Prompt:
Extract every line below, verbatim.

Items listed in a dataset:

PR #613, opened 2020-09-23
Publish Docker image on release publish

asutula:
This should work with the new draft/publish flow.

### DIFF
--- a/.github/workflows/docker.yml
+++ b/.github/workflows/docker.yml
@@ -1,9 +1,10 @@
 name: Docker Image
 on:
-  create:
+  release:
+    types: [published]
   push:
     branches:
-        - master
+      - master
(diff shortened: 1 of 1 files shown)


.github/workflows/docker.yml
```diff
@@ -1,9 +1,10 @@
 name: Docker Image
 on:
-  create:
```
asutula, line 3: Let me know if you still want this @jsign. `create` is triggered any time someone creates a branch or tag. Seems like the most important tags are releases, and those are now covered by `release:` so I removed this.

jsign: LGTM.

jsign (approved):
LGTM.

PR #614, opened 2020-09-24
SR2 miner selector & safer default StorageConfig config

jsign:
This PR creates a new `MinerSelector` implementation, which executes the planned strategy for selecting miners in SR2.
In a nutshell, when this miner selector is used:
- A remote .json file is automatically fetched and parsed which contains which miners are going to be used to make deals.
- An example of that file is [here](https://raw.githubusercontent.com/filecoin-project/slingshot/0b07ab9da98bc3c8f45827edfb40f3f4cdd0d49b/miners/list.json)
- What Powergate will do is to select `Amount` random miners from each miners bucket. 

This allows to:
- Update the miner list in `github.com/filecoin-project/slingshot` repository, and automatically update every running Powerate without restarts. Every time a list of miners needs to be selected, it will fetch the current `list.json` in the `master` branch of that repo.
- If we think is a good/bad idea to increase/decrease the replication factor, it can be easily done by increase/decreasing the `Amount` attribute of each miners bucket in the json file.

By default now we configure Poweragate to use this miner selector strategy. A new flag was included if someone wants to keep using the previous one; so at the end of the day is configurable. The URL where this JSON will be fetched is also configurable via flags/envs, so if someone wants to use their own JSON file, that's OK too.

So in short, the default now is to have the right configuration for the SR2 contest.

Some other lateral changes:
- The default _StorageConfig_ has _HotStorage_ disabled as a more reasonable configuration to avoid disk usage for SR2.
- The `AddTimeout` is hardcoded to a bigger value ignoring the _StorageConfig_. This is a temporal solution until we have a bit more control to make general _StorageConfig_ changes in the Hub.
- `lotus-devnet` was updated to v0.7.2.
- Default deal duration decreased to 6 months as decided today in SR2 call.
- Keep using `reputation` minerselector, since SR2 want to hold a bit using the new one created in this PR.


api/server/server.go
```diff
@@ -531,3 +538,22 @@ func createDatastore(conf Config) (datastore.TxnDatastore, error) {
 	}
 	return ds, nil
 }
+
+func getMinerSelector(conf Config, rm *reputation.Module, ai *ask.Runner, cb lotus.ClientBuilder) (ffs.MinerSelector, error) {
+	var ms ffs.MinerSelector
+	var err error
+
+	switch conf.MinerSelector {
```
jsign, line 546: `MinerSelector` configuration depending on flags/envs.

cmd/powd/main.go
```diff
@@ -301,6 +308,8 @@ func setupFlags() error {
 	pflag.String("maxminddbfolder", ".", "Path of the folder containing GeoLite2-City.mmdb")
 	pflag.String("mongouri", "", "Mongo URI to connect to MongoDB database. (Optional: if empty, will use Badger)")
 	pflag.String("mongodb", "", "Mongo database name. (if --mongouri is used, is mandatory")
+	pflag.String("ffsminerselector", "sr2", "Miner selector to be used by FFS: 'sr2', 'reputation'")
```
jsign, line 311: `MinerSelector` can be:
- `sr2`: the default now. Does what was commented in PR description.
- `reputation`: The previous miner selector that uses the reputation index, and still directly targets peter's miners as trusted.

ffs/manager/manager.go
```diff
@@ -31,7 +31,7 @@ var (
 	// recover its last configured default StorageConfig from the datastore.
 	zeroConfig = ffs.StorageConfig{
 		Hot: ffs.HotConfig{
-			Enabled: true,
+			Enabled: false,
```
jsign, line 34: Decided with @asutula  to avoid disk usage explosion. 
If hte user want's HotStorage enabled, should be set explicitly on pushing a config.

ffs/minerselector/sr2/sr2.go
```diff
@@ -0,0 +1,143 @@
+package sr2
```
jsign, line 1: Summary of the selector:
- Fetch the json file
- Parse it
- Get covered on some possibly weird values (amount < 0, etc)
- Use the ask cache index as much as possible. Some miners might not be there if they have 0 power. So instead of changing the ask index to include also miners with 0 power (which are a lot and would affect index building times), I decided that if a miner in this trusted list hasn't a cached ask, we'd do that directly here.

ffs/minerselector/sr2/sr2.go
```diff
@@ -0,0 +1,149 @@
...
+	_, err := ms.getMiners()
+	if err != nil {
+		return nil, fmt.Errorf("verifying sr2 url content: %s", err)
+	}
+
+	return ms, nil
+}
+
+// GetMiners returns miners from SR2.
+func (ms *MinerSelector) GetMiners(n int, f ffs.MinerSelectorFilter) ([]ffs.MinerProposal, error) {
```
jsign, line 56: Important fact. This MinerSelector will ignore `n` and `f`. 
The replication factor will be the sum of `Amount` of buckets, and not filtering is done.

So this is a very aggressive miner selector kind of forcing what was decided in SR2. No custom _StorageConfig_ will change this fact, unless the user runs with `--ffsminerselector=reputation`.

ffs/scheduler/scheduler_storage.go
```diff
@@ -202,7 +202,9 @@ func (s *Scheduler) executeHotStorage(ctx context.Context, curr ffs.CidInfo, cfg
 		return ffs.HotInfo{Enabled: false}, nil
 	}
 
-	sctx, cancel := context.WithTimeout(ctx, time.Second*time.Duration(cfg.Ipfs.AddTimeout))
+	// ToDo: this is a hot-fix to force a big timeout until we have a
+	// migration tool to make this tunable again.
+	sctx, cancel := context.WithTimeout(ctx, time.Second*300)
```
jsign, line 207: See [this](https://textile-public.slack.com/archives/GQRACAG3G/p1600958777011300).

asutula (approved):
Awesome. Just one question for my own understanding.

ffs/minerselector/sr2/sr2.go
jsign: Yes, is ignored. Now will be controled in this remote file now that `--ffsminerselector=sr2` default miner selector.
If someone wants to come back to not being ignored, they could specify `--ffsminerselector=reputation` and things will work as before.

Reply:
PR #613, opened 2020-09-23
Publish Docker image on release publish

asutula:
This should work with the new draft/publish flow.

### DIFF
--- a/.github/workflows/docker.yml
+++ b/.github/workflows/docker.yml
@@ -1,9 +1,10 @@
 name: Docker Image
 on:
-  create:
+  release:
+    types: [published]
   push:
     branches:
-        - master
+      - master
(diff shortened: 1 of 1 files shown)


.github/workflows/docker.yml
```diff
@@ -1,9 +1,10 @@
 name: Docker Image
 on:
-  create:
```
asutula, line 3: Let me know if you still want this @jsign. `create` is triggered any time someone creates a branch or tag. Seems like the most important tags are releases, and those are now covered by `release:` so I removed this.

jsign: LGTM.

jsign (approved):
LGTM.

PR #614, opened 2020-09-24
SR2 miner selector & safer default StorageConfig config

jsign:
This PR creates a new `MinerSelector` implementation, which executes the planned strategy for selecting miners in SR2.
In a nutshell, when this miner selector is used:
- A remote .json file is automatically fetched and parsed which contains which miners are going to be used to make deals.
- An example of that file is [here](https://raw.githubusercontent.com/filecoin-project/slingshot/0b07ab9da98bc3c8f45827edfb40f3f4cdd0d49b/miners/list.json)
- What Powergate will do is to select `Amount` random miners from each miners bucket. 

This allows to:
- Update the miner list in `github.com/filecoin-project/slingshot` repository, and automatically update every running Powerate without restarts. Every time a list of miners needs to be selected, it will fetch the current `list.json` in the `master` branch of that repo.
- If we think is a good/bad idea to increase/decrease the replication factor, it can be easily done by increase/decreasing the `Amount` attribute of each miners bucket in the json file.

By default now we configure Poweragate to use this miner selector strategy. A new flag was included if someone wants to keep using the previous one; so at the end of the day is configurable. The URL where this JSON will be fetched is also configurable via flags/envs, so if someone wants to use their own JSON file, that's OK too.

So in short, the default now is to have the right configuration for the SR2 contest.

Some other lateral changes:
- The default _StorageConfig_ has _HotStorage_ disabled as a more reasonable configuration to avoid disk usage for SR2.
- The `AddTimeout` is hardcoded to a bigger value ignoring the _StorageConfig_. This is a temporal solution until we have a bit more control to make general _StorageConfig_ changes in the Hub.
- `lotus-devnet` was updated to v0.7.2.
- Default deal duration decreased to 6 months as decided today in SR2 call.
- Keep using `reputation` minerselector, since SR2 want to hold a bit using the new one created in this PR.


api/server/server.go
```diff
@@ -531,3 +538,22 @@ func createDatastore(conf Config) (datastore.TxnDatastore, error) {
 	}
 	return ds, nil
 }
+
+func getMinerSelector(conf Config, rm *reputation.Module, ai *ask.Runner, cb lotus.ClientBuilder) (ffs.MinerSelector, error) {
+	var ms ffs.MinerSelector
+	var err error
+
+	switch conf.MinerSelector {
```
jsign, line 546: `MinerSelector` configuration depending on flags/envs.

cmd/powd/main.go
```diff
@@ -301,6 +308,8 @@ func setupFlags() error {
 	pflag.String("maxminddbfolder", ".", "Path of the folder containing GeoLite2-City.mmdb")
 	pflag.String("mongouri", "", "Mongo URI to connect to MongoDB database. (Optional: if empty, will use Badger)")
 	pflag.String("mongodb", "", "Mongo database name. (if --mongouri is used, is mandatory")
+	pflag.String("ffsminerselector", "sr2", "Miner selector to be used by FFS: 'sr2', 'reputation'")
```
jsign, line 311: `MinerSelector` can be:
- `sr2`: the default now. Does what was commented in PR description.
- `reputation`: The previous miner selector that uses the reputation index, and still directly targets peter's miners as trusted.

ffs/manager/manager.go
```diff
@@ -31,7 +31,7 @@ var (
 	// recover its last configured default StorageConfig from the datastore.
 	zeroConfig = ffs.StorageConfig{
 		Hot: ffs.HotConfig{
-			Enabled: true,
+			Enabled: false,
```
jsign, line 34: Decided with @asutula  to avoid disk usage explosion. 
If hte user want's HotStorage enabled, should be set explicitly on pushing a config.

ffs/minerselector/sr2/sr2.go
```diff
@@ -0,0 +1,143 @@
+package sr2
```
jsign, line 1: Summary of the selector:
- Fetch the json file
- Parse it
- Get covered on some possibly weird values (amount < 0, etc)
- Use the ask cache index as much as possible. Some miners might not be there if they have 0 power. So instead of changing the ask index to include also miners with 0 power (which are a lot and would affect index building times), I decided that if a miner in this trusted list hasn't a cached ask, we'd do that directly here.

ffs/minerselector/sr2/sr2.go
```diff
@@ -0,0 +1,149 @@
...
+	_, err := ms.getMiners()
+	if err != nil {
+		return nil, fmt.Errorf("verifying sr2 url content: %s", err)
+	}
+
+	return ms, nil
+}
+
+// GetMiners returns miners from SR2.
+func (ms *MinerSelector) GetMiners(n int, f ffs.MinerSelectorFilter) ([]ffs.MinerProposal, error) {
```
jsign, line 56: Important fact. This MinerSelector will ignore `n` and `f`. 
The replication factor will be the sum of `Amount` of buckets, and not filtering is done.

So this is a very aggressive miner selector kind of forcing what was decided in SR2. No custom _StorageConfig_ will change this fact, unless the user runs with `--ffsminerselector=reputation`.

ffs/scheduler/scheduler_storage.go
```diff
@@ -202,7 +202,9 @@ func (s *Scheduler) executeHotStorage(ctx context.Context, curr ffs.CidInfo, cfg
 		return ffs.HotInfo{Enabled: false}, nil
 	}
 
-	sctx, cancel := context.WithTimeout(ctx, time.Second*time.Duration(cfg.Ipfs.AddTimeout))
+	// ToDo: this is a hot-fix to force a big timeout until we have a
+	// migration tool to make this tunable again.
+	sctx, cancel := context.WithTimeout(ctx, time.Second*300)
```
jsign, line 207: See [this](https://textile-public.slack.com/archives/GQRACAG3G/p1600958777011300).

asutula (approved):
Awesome. Just one question for my own understanding.

ffs/minerselector/sr2/sr2.go
jsign: Yes, is ignored. Now will be controled in this remote file now that `--ffsminerselector=sr2` default miner selector.
If someone wants to come back to not being ignored, they could specify `--ffsminerselector=reputation` and things will work as before.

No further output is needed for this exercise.